## Your objective
Start to finish, copy the data exactly.

—————

PR #1608, opened 2023-08-18
renderer/paint: added an option for stroking when acquiring bounding …

hermet:
…box size.

The 'Paint' function now includes an internal stroking option, allowing the bounding box to be calculated with or without the stroke size taken into account.

This feature is particularly useful for SVG loaders, and we might consider making the interface available for user demands in the future.


mgrudzinska (approved):
yes, this is what I needed in the svg loader

PR #1616, opened 2023-08-23
Hermet/stroke

hermet:


hermet:
@mgrudzinska  the offset logic applied, this only reverts the api breaks. I expected the deprecate the previous ones and beta apis for the new ones.

You can submit additional changes for the stroke-offset apis like this pending change:
https://github.com/thorvg/thorvg/pull/1564

We will apply them when 1.0 is get ready.

p.s offset feature is buggy im looking into that.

—————

## Response to this exercise
PR #1608, opened 2023-08-18
renderer/paint: added an option for stroking when acquiring bounding …

hermet:
…box size.

The 'Paint' function now includes an internal stroking option, allowing the bounding box to be calculated with or without the stroke size taken into account.

This feature is particularly useful for SVG loaders, and we might consider making the interface available for user demands in the future.


mgrudzinska (approved):
yes, this is what I needed in the svg loader

PR #1616, opened 2023-08-23
Hermet/stroke

hermet:


hermet:
@mgrudzinska  the offset logic applied, this only reverts the api breaks. I expected the deprecate the previous ones and beta apis for the new ones.

You can submit additional changes for the stroke-offset apis like this pending change:
https://github.com/thorvg/thorvg/pull/1564

We will apply them when 1.0 is get ready.

p.s offset feature is buggy im looking into that.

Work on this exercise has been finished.